# Does $X_t\geq 0$, $\underset{t \rightarrow \infty}{\lim}\mathbb{E}[X_t]=0$ imply $X_t \overset{a.s.}{\to} 0$?

Consider a non-negative stochastic process $$X_t$$ defined on probability space $$(\Omega, \mathcal{F},\mathbb{P})$$. Assume we have

\begin{align} \underset{t \rightarrow \infty}{\lim}\mathbb{E}[X_t]=0 \end{align}

Does this imply $$X_t \overset{a.s.}{\to} 0$$?

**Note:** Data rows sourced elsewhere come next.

PR #573, opened 2018-10-02
Flight Recorder for Java Process

diegolovison:
Dynamically enable Flight Recorder using an environment variable.
Here is the example:

```xml
      <config name="dist">
         <setup group="server" plugin="${env.PLUGINNAME}">
            <server>
               <flight-recorder>
                  <enabled>${env.ENABLE_SERVER_FLIGHT_RECORDER:false}</enabled>
                  <settings>/${WORKSPACE}/jdg-qe-profile.jfc</settings>
                  <filename>${WORKSPACE}/jfr_server_${slave.index}.jfr</filename>
               </flight-recorder>
            </server>
         </setup>
         <setup group="client" plugin="${env.PLUGINNAME}">
            <hotrod xmlns="urn:radargun:plugins:${env.PLUGINNAME}:3.0" cache="hotrodDist">
               <servers>127.0.0.1:11222</servers>
            </hotrod>
         </setup>
      </config>
```

### DIFF
--- a/plugins/process/src/main/java/org/radargun/service/JavaProcessService.java
+++ b/plugins/process/src/main/java/org/radargun/service/JavaProcessService.java
@@ -4,8 +4,10 @@ import java.io.BufferedReader;
 import java.io.File;
 import java.io.IOException;
 import java.io.InputStreamReader;
+import java.util.ArrayList;
 import java.util.Arrays;
 import java.util.HashMap;
+import java.util.List;
 import java.util.Map;
 import java.util.Optional;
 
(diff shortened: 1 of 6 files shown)


plugins/process/src/main/java/org/radargun/service/JavaProcessService.java
```diff
@@ -152,12 +158,27 @@ public String getJavaPIDs() {
...
+
+      // the default implementation is using setArgs. I would like to avoid doing this refactor
+      if (flightRecorder.isEnabled()) {
+         List<String> flightRecorderArgs = new ArrayList<>(1);
+         flightRecorder.setArgs(flightRecorderArgs);
+         StringBuilder flightRecorderArgBuilder = new StringBuilder();
+         flightRecorderArgs.forEach(arg -> {
+            flightRecorderArgBuilder.append(arg).append(" ");
+         });
+         overwriteJavaOpts(envs, flightRecorderArgBuilder.toString());
```
rvansa: This looks like adding flight recorder overrides `javaOpts` parameter. Please add it instead (don't worry about duplicate args here). The `javaOpts` directly overwrites `JAVA_OPTS` env var because it that's just a different way to do the same thing.

rvansa:
OK, integrated, thanks.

Fatou's lemma implies that if $$X_t$$ converges almost surely, it must converge to zero. (Connections between almost sure convergence and convergence in mean) Moreover, a zero mean non-negative random variable is almost surely zero. (A nonnegative random variable has zero expectation if and only if it is zero almost surely) However, I am not sure how to handle this question.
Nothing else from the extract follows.